Stored records |
◆ ◆ ◆ ◆ ◆ ◆ ◆
PR #323, opened 2022-04-10
Illustrate in diagram that timestamps are not necessarily consecutive

### LINKED ISSUE #164: elaborate on `stalled` or `blocked` stage in specs

noamr:
Closes #164


yoavweiss:
Thanks!
I'm not sure "stall" is the best word to describe the delays that can be incurred from the browser exceeding the DNS, TCP/QUIC connection and in-slight request limits. Maybe a "potential delay" bubble below, with arrows pointing to before the DNS, TCP/QUIC and request squares?

noamr:
> Thanks! I'm not sure "stall" is the best word to describe the delays that can be incurred from the browser exceeding the DNS, TCP/QUIC connection and in-slight request limits. Maybe a "potential delay" bubble below, with arrows pointing to before the DNS, TCP/QUIC and request squares?

What's the word used for this in DevTools? I want to use the same vocabulary

yoavweiss:
Chrome DevTools indeed uses the word "stalled" for the connection parts, but doesn't talk about other types of delays. IMO, it's inaccurate, but there's no point in bikeshedding the diagram, as it's easy to change it in the future if complaints come in.

What about changing it to a single bubble pointing it at the 3 potential locations?

yoavweiss (approved):
LGTM! Looks great :)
◆ ◆ ◆ ◆ ◆ ◆ ◆
WHAT THE TASK REQUIRES | If a line of the data holds the string "diagram", list it.

REPLY TO THE EXERCISE |
Illustrate in diagram that timestamps are not necessarily consecutive
Chrome DevTools indeed uses the word "stalled" for the connection parts, but doesn't talk about other types of delays. IMO, it's inaccurate, but there's no point in bikeshedding the diagram, as it's easy to change it in the future if complaints come in.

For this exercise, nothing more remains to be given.